PostPosted: Thu Jun 25, 2015 5:24 pm    Post subject: Installing a new vinyl headliner on a 1968-79 Bus Reply with quote

After trying and failing once at the task of installing a new headliner on a restored Bus, I succeeded nicely on the second try. Considering the days spent figuring out the details, sharing them seemed like the right thing to do. I have no photos or video to show, only instructions. There may be shortcuts that others can provide; I don't claim to be the last word on this. Feedback is welcome. I can speak only of the standard-issue perforated vinyl headliner, not the velour type. Finally, if you are planning to insulate the roof of your van, look ahead to step #18 in the directions FIRST, before you do anything else.

Items needed:
1 new headliner
putty knife
X-Acto knife with a curved 2" blade
10-12 metal 2" binder clips (available at a stationery store)
1 tube yellow weatherstrip cement
small 3"-4" block of wood

(1) Headliner installation is better done on a warm day when the material is more pliable. Installation is also best when the windshield has been removed, as the final step in the process involves tucking the last of the vinyl under the windshield rubber. It won't be easy to do this if the windshield is still in place.

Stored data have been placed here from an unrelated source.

PR #294, opened 2019-07-10
Create README

maryaB-osr:
issue #157 
Would appreciate review for correct use of language, relevance of links, content, etc.

### DIFF
--- a/README.md
+++ b/README.md
@@ -1,0 +1,24 @@
+# ros2cli
+
+This repository contains the source code for ROS 2 command line interface tools included with a standard install of any ROS 2 distro. 
+
+## Usage
+
+Run `ros2 --help` to see all available verbs.
+
+Run `ros2 <verb> --help` for more information on individual command usage.
+
+Read [Introspection with command line tools](https://index.ros.org/doc/ros2/Tutorials/Introspection-with-command-line-tools/) on ROS Index for more information and an example.
+
+### Cheat Sheet
+
+This [cheat sheet](https://github.com/artivis/ros2_cheats_sheet/blob/master/cli/cli_cheats_sheet.pdf) provides examples for verbs and their sub-verbs (some of which rely on the [ROS 2 demos package](https://github.com/ros2/demos)).
+
+## Add New Verbs
+
+You can use [Python entry points](https://setuptools.readthedocs.io/en/latest/pkg_resources.html#entry-points) to create new verbs and sub-verbs for the cli. 
+[Here's an example](https://github.com/ros2/ros2cli/pull/273/files).
+
+## Background
+
+You can find a [historical discussion](https://discourse.ros.org/t/ros-graph-information-tools-implementation-discussion/674/34) on this subject on Discourse.
--- a/README.md
+++ b/README.md
@@ -1,23 +1,26 @@
 # ros2cli
 
-This repository contains the source code for ROS 2 command line interface tools included with a standard install of any ROS 2 distro. 
+This repository contains the source code for ROS 2 command line interface tools included with a standard install of any ROS 2 distro.
 
 ## Usage
 
-Run `ros2 --help` to see all available verbs.
+Run `ros2 --help` to see all available commands.
 
-Run `ros2 <verb> --help` for more information on individual command usage.
+Run `ros2 <command> --help` for more information on individual command usage.
+
+Run `ros2 <command> <verb> --help` for even more usage information on a specific command's verbs.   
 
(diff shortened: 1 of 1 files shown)


README.md
```diff
@@ -0,0 +1,24 @@
+# ros2cli
+
+This repository contains the source code for ROS 2 command line interface tools included with a standard install of any ROS 2 distro. 
+
+## Usage
+
+Run `ros2 --help` to see all available verbs.
+
+Run `ros2 <verb> --help` for more information on individual command usage.
```
ivanpauno: It's possible to run either:
```
ros2 <command> --help
```
and:
```
ros2 <command> <verb> --help
```

Maybe, it would be good to explicitly add both options here.

README.md
```diff
@@ -0,0 +1,24 @@
...
+
+Read [Introspection with command line tools](https://index.ros.org/doc/ros2/Tutorials/Introspection-with-command-line-tools/) on ROS Index for more information and an example.
+
+### Cheat Sheet
+
+This [cheat sheet](https://github.com/artivis/ros2_cheats_sheet/blob/master/cli/cli_cheats_sheet.pdf) provides examples for verbs and their sub-verbs (some of which rely on the [ROS 2 demos package](https://github.com/ros2/demos)).
```
ivanpauno: Nice! I didn't know about it.

ivanpauno: I think we use the words `command` and `verb` (and not `verb` and `subverb`) throughout the code. I don't know what the correct words are (the cheatsheet also use verb and subverb).

README.md
```diff
@@ -0,0 +1,24 @@
...
+
+## Add New Verbs
+
+You can use [Python entry points](https://setuptools.readthedocs.io/en/latest/pkg_resources.html#entry-points) to create new verbs and sub-verbs for the cli. 
+[Here's an example](https://github.com/ros2/ros2cli/pull/273/files).
```
ivanpauno: We would need also an example on how to add a command. It's not exactly the same.
Here is an [example](https://github.com/ros2/ros2cli/pull/288/files), but it's too long.

README.md
ivanpauno: Do someone here has write access on that repo? If not, it would be good to have a local copy of that here (if it can be copied), or generate something similar locally.

mjcarroll: I think that @artivis would probably be open to collaborating on it, if we wanted to do PRs there.  I don't know where we would bring it in locally?

mjcarroll: I also don't know what the correct words are, so I would say pick something and be consistent with it?

artivis: I'm definitely open to collaboration/PRs or even move it as you see fit !
The Latex source is hosted on the repo after all ;)

artivis: Let me know about the appropriate wording so that I can update the cheats sheet if necessary :+1:

README.md
```diff
@@ -0,0 +1,24 @@
+# ros2cli
+
+This repository contains the source code for ROS 2 command line interface tools included with a standard install of any ROS 2 distro.
```
artivis: Well except for [`sros2`](https://github.com/ros2/sros2)-related commands. Maybe there are others ??
CLI tools that are part of the standard install but not held here should be listed.

README.md
artivis: I guess we could put together a `ros2 hello world`

README.md
mjcarroll: And it's already Apache-2, how about that :)

ivanpauno: I think that using `command` and `verb` is more consistent with the existing code.

README.md
ivanpauno: That would be great!

README.md
ivanpauno: [ros2launch](https://github.com/ros2/launch_ros/tree/master/ros2launch), [ros2test](https://github.com/ros2/ros_testing/tree/master/ros2test) too. I don't know if I'm missing another extension.

clalancette: [ros2bag](https://github.com/ros2/rosbag2/tree/master/ros2bag)

README.md
maryaB-osr: `ros2 -h` uses `<command>` for both the first and the second argument, e.g. when I run `ros2 bag -h` it says `call 'ros2 bag <command> -h' for more detailed usage`. Any thoughts about that?

maryaB-osr: I just noticed it also says `Various rosbag related sub-commands`. So it seems like the code says uses different terminology in different places

README.md
artivis: FYI, wip [ros2hellocli](https://github.com/artivis/ros2hellocli).

Issue #143, opened 2016-09-20
biblatex entry type


rudrab:
Hi,
while its working well for bibtex, it can't parse biblatex's entry (e.g. @online).
Do you have any plan to add biblatex's features? 
This is possibly same as #105 . So, in this case, do you have any idea when 0.8 is going to release?

lfdversluis:
I support this feature. I was surprised to find out just now `@online` are silently (!) ignored.

omangin:
Hi @rudrab. Thank you for that.

Non-standard bibtex entries are indeed ignored by default. Which is actually not what the documentation of the `BibtexParser` class says. (That's a first thing to fix.) You can change the behavior through the `ignore_nonstandard_types` argument.

I am surprised that it does so silently for you. I just tested it and get a python warning. What version of python and bibtexparser are you using?

Finally, we should probably have two sets of standard entry types for bibtex and biblatex.

PR #189, opened 2018-02-10
Minor fixes

omangin:
– better test coverage for the `ignore_nonstandard` parameter (see #143),
– more documentation on `BibtexParser` parameters,
– small cleanup in `test_bparser`.

### DIFF
--- a/bibtexparser/tests/test_bparser.py
+++ b/bibtexparser/tests/test_bparser.py
@@ -54,13 +54,6 @@ def customizations_latex(record):
 
 class TestBibtexParserList(unittest.TestCase):
 
-    def test_wrong(self):
-        """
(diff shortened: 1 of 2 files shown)


bibtexparser/tests/test_bparser.py
```diff
@@ -12,6 +12,13 @@
 from bibtexparser import customization
 
 
+NONSTANDARD_ENTRY = """@nonstandard{mycitekey,
```
mwatts15: Why was this variable introduced? It doesn't seem to be used in this file.

omangin: My bad! Thanks @mwatts15.

Issue #203, opened 2018-04-12
Handle undefined bibtex strings


omangin:
The idea is to be able to represent undefined bibtex strings as such even if the definition does not appear in the current bibdata. This would be an alternative to including and interpolating common strings and would enable exporting bibtex files identical to the input even when they include things such as `month = jan`.

noahdesu:
actually if @omangin or @sciunto could chime in on a design that'd be useful. something as simple as a "strict = False" flag on the parser could work, but we could also imagine something like passing in a function to resolve strings not in the database. That might be more general and just as easy to implement.

rwirth:
I've solved this by creating a BibtexParser instance with `interpolate_strings=False`. This leaves expressions involving strings as `BibDataStringExpression`s, which can be inspected or manually interpolated.

noahdesu:
@omangin it looks you had some provided some minor feedback on the #205 changes. Let me know if / when you decide to go with that approach and I'll address those comments.

omangin:
@sciunto Do you have an opinion on this. As a summary the idea is to be able to set a function that is used as a default to interpolate undefined strings. This has the advantage of handling undefined-but-common strings without having to actually add definitions into the bibdata's string dictionary.

As far as I am concerned I think it is more elegant then the current implementation and would be in favor of including it.

sciunto:
@omangin Thanks for raising this to my attention. Yes, I like this idea. So, +1.

alan-isaac:
Turning off string interpolation is helpful but not enough.  I'd like a warning but the undefined string unchanged (so that the .bib file is still successfully parsed).  Imo, a runtime crash on an undefined string seems like overkill: could you change `bibdatabase.expand_string` to warn instead of raise (at least until another solution is implemented)?

MiWeiss:
Note: #205 was close to a merge (tests & docs missing) but was otherwise decided to be acceptable.

However, it was closed by the PR opener. We'd need someone to clone that branch and complete it.

MiWeiss:
Stale PR no one is working on anymore. Seems not relevant for v2. Closing issue (#203) and PR (#205). If anyone wants to go back and look at the PR for a v1 fix, feel free.

PR #205, opened 2018-05-02
DNM: add a string provider interface

dotnwat:
#203 

Signed-off-by: Noah Watkins <noahwatkins@gmail.com>

### DIFF
--- a/bibtexparser/bibdatabase.py
+++ b/bibtexparser/bibdatabase.py
@@ -48,7 +48,7 @@ class BibDatabase(object):
     Bibliographic database object that follows the data structure of a BibTeX file.
     """
 
-    def __init__(self):
+    def __init__(self, string_provider=None):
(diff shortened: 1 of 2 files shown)


bibtexparser/bibdatabase.py
```diff
@@ -101,6 +102,10 @@ def expand_string(self, name):
             return BibDataStringExpression.expand_if_expression(
                 self.strings[name])
         except KeyError:
+            if self.string_provider:
+                val = self.string_provider(name)
+                if val:
```
omangin: Here we want `val is not None` to allow empty string values. An alternative would be to expect the string provider to raise a `KeyError` or something similar. I think it is fine to allow both by making using the `is` as suggested.

sciunto:
Before merging this, we need:
* some unittests
* an additional section in the documentation. (eg in the pepper/salt section).

Thanks! :)

omangin:
Hi @noahdesu. Did you have any time to add address the comments above? It would be great to be able to merge this!

PR #208, opened 2018-07-02
Add support for BibLaTeX annotations

cao:
# Issue
BibLaTeX-style annotations result in entries being incorrectly parsed as `ImplicitComment`. 

For example, the following article entry will not parse because it contains "author+an":
```
@ARTICLE{Cesar2013,
  author = {Jean César},
  author+an = {1=highlight},
  title = {An amazing title},
  year = {2013},
  month = "jan",
  volume = {12},
  pages = {12-23},
  journal = {Nice Journal},
  abstract = {This is an abstract. This line should be long enough to test
multilines... and with a french érudit word},
  comments = {A comment},
  keyword = {keyword1, keyword2},
}
```

# Pull Request 
Support BibLaTeX-style annotations in entries by allowing the plus sign (+) in a field names. No support to use the annotations in any way is added.

# References
* [BibLaTeX Documentation](http://mirrors.ibiblio.org/CTAN/macros/latex/contrib/biblatex/doc/biblatex.pdf), Section 3.6 Data Annotations (page 75)

### DIFF
--- a/bibtexparser/bibtexexpression.py
+++ b/bibtexparser/bibtexexpression.py
@@ -154,7 +154,7 @@ class BibtexExpression(object):
         key.setParseAction(lambda s, l, t: first_token(s, l, t).strip())
 
         # Field name: word of letters, digits, dashes and underscores
-        field_name = pp.Word(pp.alphanums + '_-().')('FieldName')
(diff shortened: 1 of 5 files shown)


cao:
Added a test for `bwriter`.

Issue #212, opened 2018-08-06
Possible exceptions are not documented


benureau:
On a parsing problem, most of the time, the user will receive either a `pyparsing.ParseException` or a `pyparsing.ParseSyntaxException`. But when providing the empty string, an `IndexError` will be raised. This is not a problem per se, but currently, this is not documented, and must be discovered when problem happen.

(2) I will not endorse any particular provider of headliners, but when you buy one, pick it up in person if possible. TMI is the most common supplier. If you cannot pick it up in person, insist that the dealer send it rolled up, NOT folded. Why not? Folding headliners is like folding paper. It develops permanent creases. Can a flatiron or heat gun or hair dryer get rid of a crease in a piece of paper? No - it will always show, and the same holds for headliners. No matter how tightly you stretch the final product during installation, those creases will remain and be visible because the headliner has been pre-stretched at that point. True, vinyl has more of a "memory" than paper does, but when a headliner has been folded up tight and shipped X number of miles and the box has been banged around by the shipper, there are effects. The only flaws in my own project are exactly at those points where the vinyl was folded up tightly in the box.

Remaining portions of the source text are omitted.